(Collected data entries)
PR #1626, opened 2016-11-21
Compare Analysis Project Instrument Data 

jasonwalker80:
This command was tucked away in one of my git repos.  Any suggestions or comments on whether it would be valuable.

initial revision of a command to compare AnP instrument data.

### DIFF
--- a/lib/perl/Genome/Config/AnalysisProject/Command/CompareInstrumentData.pm
+++ b/lib/perl/Genome/Config/AnalysisProject/Command/CompareInstrumentData.pm
@@ -6,23 +6,24 @@ use warnings;
 use Genome;
 
 use Set::Scalar;
+use Data::Dumper;
 
 class Genome::Config::AnalysisProject::Command::CompareInstrumentData {
     is => ['Command::V2'],
     has => [
-        analysis_project_a => {
+        first_analysis_project => {
             is => 'Genome::Config::AnalysisProject',
             shell_args_position => 1,
         },
-        print_a_diff => {
+        print_first_diff => {
             is => 'Boolean',
             default_value => 0,
         },
-        analysis_project_b => {
+        second_analysis_project => {
             is => 'Genome::Config::AnalysisProject',
             shell_args_position => 2,
         },
-        print_b_diff => {
+        print_second_diff => {
             is => 'Boolean',
             default_value => 0,
         },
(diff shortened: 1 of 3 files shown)


lib/perl/Genome/Config/AnalysisProject/Command/CompareInstrumentData.pm
```diff
@@ -0,0 +1,70 @@
...
+use warnings;
+
+use Genome;
+
+use Set::Scalar;
+
+class Genome::Config::AnalysisProject::Command::CompareInstrumentData {
+    is => ['Command::V2'],
+    has => [
+        analysis_project_a => {
```
tmooney: It might be nice if the two parameter names differed at the beginning.  For instance, `--first-analysis-project` and `--second-analysis-project` can be shortened to `--first` and `--second`.  The current names require the entire parameter to be spelled out each time.

lib/perl/Genome/Config/AnalysisProject/Command/CompareInstrumentData.pm
```diff
@@ -0,0 +1,70 @@
...
+    return 1;
+}
+
+sub print_diff {
+    my $diff_set = shift;
+
+    for my $diff_member ( $diff_set->members) {
+        my @parts = Genome::ProjectPart->get(entity_id => $diff_member->id);
+        my @projects = Genome::Project->get([map $_->project_id, @parts]);
+        print $diff_member->sequencing_platform ."\t". $diff_member->sample->name ."\t". $diff_member->id ."\t". $diff_member->ignored ."\t". $diff_member->flow_cell_id ."\t". join(',',sort(map {$_->id} @projects)) ."\n";
```
tmooney: This could leverage the existing lister (with a default `--show` of `sequencing_platform,sample.name,id,ignored,flow_cell_id,projects.id` or similar) so as to allow customizing the output columns and formatting easily.

lib/perl/Genome/Config/AnalysisProject/Command/CompareInstrumentData.pm
jasonwalker80: 14ff0a4 should address this.

lib/perl/Genome/Config/AnalysisProject/Command/CompareInstrumentData.pm
jasonwalker80: b886faf should address the intersection feature request.

jasonwalker80:
b886faf should address the intersection feature request.

lib/perl/Genome/Config/AnalysisProject/Command/CompareInstrumentData.pm
jasonwalker80: @tmooney is there an example you could point me to?  I'm not entirely sure how to leverage the lister class here.

jasonwalker80: Something like `Genome::InstrumentData::Command::List->execute()`? What would I use as the `filter`?

tmooney: Here are a few commands that leverage listers in different ways:
* [`genome analysis-project show-config`](https://github.com/genome/genome/blob/76dde10a4d90259b8c3f35d2ae008d69e4521d4b/lib/perl/Genome/Config/AnalysisProject/Command/ShowConfig.pm)
* [`genome model instrument-data list`](https://github.com/genome/genome/blob/76dde10a4d90259b8c3f35d2ae008d69e4521d4b/lib/perl/Genome/Model/Command/InstrumentData/List.pm)
* [`genome config grep`](https://github.com/genome/genome/blob/93bcf79e30e3960d1d528a875ff65652c82c9d7f/lib/perl/Genome/Config/Command/Grep.pm)

The first two are implemented as listers with different forms of custom filtering.  The last one calls the lister as part of running the command--this might be the easiest approach to take here?

tmooney: If you call the lister's execute, the filter would end up being the list of IDs, like [here](https://github.com/genome/genome/blob/93bcf79e30e3960d1d528a875ff65652c82c9d7f/lib/perl/Genome/Config/Command/Grep.pm#L67).

jasonwalker80: thanks, I started down the road of calling execute on the lister.  Mostly there. thanks again.

jasonwalker80: d9036df now uses the object lister.

jasonwalker80:
CI, test this.

lib/perl/Genome/Config/AnalysisProject/Command/CompareInstrumentData.pm
```diff
@@ -0,0 +1,119 @@
...
+            shell_args_position => 1,
+        },
+        second_analysis_project => {
+            is => 'Genome::Config::AnalysisProject',
+            doc => 'The second Analysis Project to compare Instrument Data.',
+            shell_args_position => 2,
+        },
+    ],
+    has_optional => [
+        list_intersection => {
```
susannasiebert: Do we expect the user to only ever pick one of these options or do we think they might pick a mix or all of them. If the first is the expected use case we might consider changing this to be a `mode` that can take one of `intersection`, `first_only`, or `second_only`.

susannasiebert: Alternatively, this could be replaced with a generic `list_details` option that then determines whether or not the `list_set` calls are executed.

```
if ($self->list_details && $set_x->size > 0) {
    $self->list_set($set_x);
}
```
etc.

PR #1631, opened 2016-11-29
WIP: Use samtools sort instead of Picard.

jasonwalker80:
@ebelter please provide feedback on how to move forward.

It appears that samtools sort doesn't play nice with Picard Downsample:
commit a93daccec5838d39259f1092c18ee495c9d0ee40
Author: Eddie Belter <ebelter@genome.wustl.edu>
Date:   Tue Mar 29 13:52:02 2016 -0500

   Switch to picard sort so picard downsample does not fail


ebelter:
The downsampling tests will continue to fail. Picard and samtools sort slightly differently by name, which is what causes this issue when downsampling. You could have 2 sorters, and use Picard when downsampling.

jasonwalker80:
#1633 takes this in a different direction.  However, neither samtools or sambamba correctly order the reads by queryname AND read pair( read1 then read2).

PR #1636, opened 2016-11-30
Trust that symlinks are mounted.

tmooney:
The `is_mounted` method is premised that each mount path is automounted.  If a mount_path is a symlink, instead assume that it is part of a larger mount that already is mounted--someone should check that larger mount's path directly if they care.

(I'm not sure this is the best solution to this problem, but it seems to solve the problem of making allocations under the new scheme.)

### DIFF
--- a/lib/perl/Genome/Disk/Volume.pm
+++ b/lib/perl/Genome/Disk/Volume.pm
@@ -273,6 +273,10 @@ sub is_mounted {
         return 1;
     }
 
+    if (-l $self->mount_path) {
+        return 1; #trust that symlinks are mounted
+    }
+
     # We can't use Filesys::Df::df because it doesn't report the mount path only the stats.
     my $mount_path = $self->mount_path;
     my @df_output = qx(df -P $mount_path 2> /dev/null);


brummett:
Maybe this whole method could change...

What if it did something like this instead:
* Get the device number of the root filesystem (0th item returned by ```stat('/')```)
* Follow symlinks of the mount path to the final non-symlink thing
* Get the device number of that final thing
The volume is then mounted if the second succeeds _and_ the device number is different than /'s device number

tmooney:
Here's what I get in a test:
```
30 Nov 17:17 [11] $ (stat('/'))[0], (stat('/gscmnt'))[0], (stat('/gscmnt/gc7007'))[0], (stat('/vol/aggr14/gc7007'))[0]
$VAR1 = 2051;
$VAR2 = 30;                                                                                                                                                                                                                                 
$VAR3 = 29;                                                                                                                                                                                                                                 
$VAR4 = 29;
```
If it weren't mounted, I'd expect the third one to also be 30, but the last one wouldn't be found.

I think [the volume lister](https://github.com/genome/genome/blob/c3c9b745f8f62ec9ebc2ba3f63c763a4cd084039/lib/perl/Genome/Disk/Command/Volume/List.pm#L76) will also need updates.  It has a slightly different concept of `is_volume_mounted` since it wants to avoid actions that will cause mounting to occur.

brummett:
Here's what I get on blade17-1-1, which seems to be using the new symlink setup:
```
/: 2049
/gscmnt: 2049
/gscmnt/gc7007: 44
/vol/aggr14/gc7007: 44
```
And on a blade with the old setup:
```
/: 2067
/gscmnt: 30
/gscmnt/gc7007: 41
Use of uninitialized value $dev in concatenation (.) or string at try.pl line 6.
/vol/aggr14/gc7007:
```

```stat()``` follows symlinks automatically.  If you want to stat the link, then you'd use ```lstat()```.  So that would simplify the new code - you wouldn't have to follow the symlink chain by hand.

Here's the problem.  Statting an unmounted dir triggers it to be automounted, which defeats the purpose...

PR #1639, opened 2016-12-01
Use config to resolve disk group for unarchives.

jasonwalker80:


jasonwalker80:
See the latest commit for changes to kb requested.

PR #1646, opened 2016-12-20
Make column order in snv-indel-report more predictable

malachig:
Previously the ordering of the snv-indel-report columns was sometimes based on a different value than what was actually used for the column header.  This lead to some confusion, in particular in cases where sample name sorting resulted in [tumor then normal] in one case and [normal then tumor] in the next case.  Sorting and column display are now based on the same values.


malachig:
Hey @tmooney any thoughts on why the the `apipe-ci/quick-tests` is failing?  I don't quite follow the error logs. Errors related to cloning 'origin'?

tmooney:
@malachig I believe this is a side-effect of the slow disk issues.  We started seeing these `ERROR: Timeout after 10 minutes` messages after the maintenance window.  Unsatisfying answer: rebuild the tests enough times and it should go through!

malachig:
Hi @tmooney, thanks. Naive question, how do I trigger a new test attempt again?

tmooney:
If you are logged into the Jenkins instance, there should be a "Rebuild" option in the lefthand column of the Jenkins page for the test.  I started one this morning when commenting, though it's not looking too good so far.

malachig:
Hey @tmooney.  I logged in and poked around Jenkins a bit.  I don't see the rebuild option though...  Maybe still not looking in the right place? 

Screenshot:
screen shot 2017-01-09 at 1 49 17 pm

tmooney:
CI, test this.

jasonwalker80:
CI, test this

apipe-tester:

apipe-tester:

PR #1650, opened 2017-01-05
Remove code for discontinued "GenePrediction" model types.

tmooney:
This removes altogether what was retired in #1605.


jasonwalker80:
+1

PR #1652, opened 2017-01-12
More careful splitting of lock information.

tmooney:
* PIDs and LSF Job IDs will be numeric, so we can reliably pull them off as the last two fields.
* Underscores are not a valid hostname character, so that will be the first field.
* Usernames might have underscores in them, so take whatever's left.


brummett:
It would be nice to have a test that includes strings that previously failed.

I suspect a regex could extract the fields more efficiently, though maybe at the cost of readability.

PR #1653, opened 2017-01-18
Specify four CPUs in Strelka request.

tmooney:
This should match the number of jobs specified for `make` [in the detector](https://github.com/genome/genome/blob/3dec8bf28dbfe9f74e6006c2604b01d1237f0dc4/lib/perl/Genome/Model/Tools/DetectVariants2/Strelka.pm#L107).


susannasiebert:
Should we update the make file to get the number of jobs from the env, if possible?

§ Requirement: The entries above hold a line with "Here's the problem." and a later line with "PR #1646, opened 2016-12-20". Write out exactly those lines and all lines between, nothing more.

§ Written reply:
Here's the problem.  Statting an unmounted dir triggers it to be automounted, which defeats the purpose...

PR #1639, opened 2016-12-01
Use config to resolve disk group for unarchives.

jasonwalker80:


jasonwalker80:
See the latest commit for changes to kb requested.

PR #1646, opened 2016-12-20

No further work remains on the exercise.